Exemplary construction strategies for large-volume component geometries using the example of a modified handle segment. The geometry was adapted for the WAAM process (Wire Arc Additive Manufacturing) - (Photo: Fotec)
Digitally networked - data management in hybrid process chains
A significant contribution to digital consistency was the development of a cross-process data management system, which was realized in the current project by the Institute of Production Engineering and Photonic Technologies at TU Wien together with project partners. In a prototype setup, a hybrid computer-aided manufacturing (CAM) system was supplied with multi-sensor-supported real-time data and tool paths were automatically generated from this. By integrating sensor technology, material data and geometry information, an intelligent, adaptive CAM control system was created - a milestone for the automation of complex additive subtractive manufacturing (ASM) process chains. The real-time data obtained directly enabled smarter, adaptive production.

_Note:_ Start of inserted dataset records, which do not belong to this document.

PR #1217, opened 2020-04-07
Basic support for OpenACC + MPI

FabioLuporini:


devito/core/gpu_openacc.py
```diff
@@ -1,13 +1,20 @@
-from functools import partial
+from functools import partial, singledispatch
 
 import cgen as c
+from sympy import Function
 
 from devito.core.gpu_openmp import (DeviceOpenMPNoopOperator, DeviceOpenMPIteration,
```
ggorman, line 6: Looks a little odd to import from gpu_openmp for gpu_openacc. Might want to refine abstraction in the future.

devito/core/gpu_openmp.py
```diff
@@ -76,6 +77,10 @@ def _map_alloc(cls, f):
         return cls.lang['map-enter-alloc'](f.name, ''.join('[0:%s]' % i
                                                            for i in cls._map_data(f)))
 
+    @classmethod
+    def _map_present(cls, f):
+        raise NotImplementedError
```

Focus on application proximity and transfer
The research work within the Ad-Proc_Add II project was characterized by a high degree of application orientation. In the course of the project, test specimens and use cases were manufactured and analyzed from materials such as Ti64, 316L and AlSi10Mg. The close cooperation with the 15 industrial partners - including companies from the aerospace, toolmaking and medical technology sectors - ensured that the processes developed were directly transferable to real production scenarios. In particular, the combination of modular hybrid post-treatment with digital process control (CAM system with sensor integration) paves the way for reproducible, scalable series production of additive metal components. This applies in particular to SMEs, which are especially reliant on a lean and stable process chain.
Hybrid post-processing, with electroplating and electrochemical processes such as shearing as the central pillar, is currently the leading technological method for automating the industrial post-processing of additively manufactured metal components. Particularly in regulated industries (medical technology, aviation), hybrid post-processing offers a forward-looking solution due to its process stability, reproducibility and the resulting component quality. The test series of the international research project Ad-Proc_Add II in particular also show that a broad industrial application is possible in various sectors. Hybrid post-processing is not a special process, but can be used as an integral part of highly automated additive process chains in all areas.